Corresponding BST observation can be simulated using from_bst() method (see Observation simulations tutorial for more details):

>>> from nenupy.simulation import HpxSimu
>>> from astropy.time import TimeDelta
>>> simu = HpxSimu.from_bst(
        bst,
        dt=TimeDelta(60, format='sec'),
        resolution=0.5
    )

simu is another SData object, and everything can de displayed together for comparison:

>>> import matplotlib.pyplot as plt
>>> plt.plot(
        xst_d.datetime,
        xst_d.db[:, freq_idx],
        label='{} from XST'.format(bst.polar),
        linewidth=8
    )
>>> plt.plot(
        bst_d.datetime,
        bst_d.db,
        label='{} from BST'.format(bst.polar),
        linewidth=1.5
    )
>>> scale = np.median(bst_d.db) / np.median(simu.db)
>>> plt.plot(
        simu.datetime,
        simu.db * scale,
        label='{} from BST simulation'.format(bst.polar)
    )
>>> plt.legend()
>>> plt.ylabel('dB')
>>> plt.xlabel('Time since {}'.format(bst.time[0].isot))
>>> plt.title('Mini-Arrays {}, Frequency {}'.format(bst.mas, xst.freqs[freq_idx]))
_images/bst2xst_pairs.png

Note

The above figure shows in blue the time-profile at 37.5 MHz obtained from beamforming the XST observation and in orange the corresponding BST profile. Both are perfectly identical, as expected. The Mini-Array pair being roughly East-West orientated implies North-South beam fringes. The meridian transit of Cygnus A thus appears like a sinusoidal curve. The corresponding simulation is shown in green and some discrepancies can be noted: lower fringe amplitudes (mostly due to Cygnus A not being a perfect point source in the GSM skymodel) and phase-shift of the fringes (maybe due to a slight instrument shift from ideal pointing).

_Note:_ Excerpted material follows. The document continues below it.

PR #1636, opened 2026-08-20
[Refactor][MOSS-TTS] Consolidate the MOSS-Audio-Tokenizer attention backend

CloudRipple:
## Motivation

The same dataset can also be used to beamform any subset of NenuFAR Mini-Arrays, in particular the whole array. miniarrays variable is a list of the 56 Mini-Arrays names:

>>> miniarrays = np.arange(56)

The beamform() method is once again called with this new Mini-Array subset in input, and the results are stored in the SData object bst_d:

>>> bst_d = xst.beamform(
        az=bst.azdig[0],
        el=bst.eldig[0],
        pol=bst.polar,
        ma=miniarrays,
        calibration='default'
    )

A simulation can also be made using the (almost) same array configuration while calling azel_transit() after having defined a coordinate object with ho_coord():

>>> from nenupy.astro import ho_coord
>>> transit_altaz = ho_coord(
        az=bst.azdig[0],
        alt=bst.eldig[0],
        time=bst.times[0]
    )
>>> simu = HpxSimu(
        freq=xst.freqs[freq_idx],
        resolution=0.5,
        ma=miniarrays,
        polar=bst.polar
    )
>>> exposure = bst.times[-1] - bst.times[0]
>>> result = simu.azel_transit(
        acoord=transit_altaz,
        t0=bst.times[0] + exposure/2.,
        dt=TimeDelta(60, format='sec'),
        duration=exposure,
    )
_images/bst2xst_56mas.png

Note

It should be noted that the reconstructed beamformed observation (blue curve) was made with only 8 Mini-Arrays analog phased towards the meridian transit of Cygnus A, the other 48 were default phased at the local zenith. However, the simulation (orange curve) assumed that the 56 Mini-Arrays were analog phased towards the target. This, in addition to the skymodel uncertainties, are the main caveats for this comparison interpretation.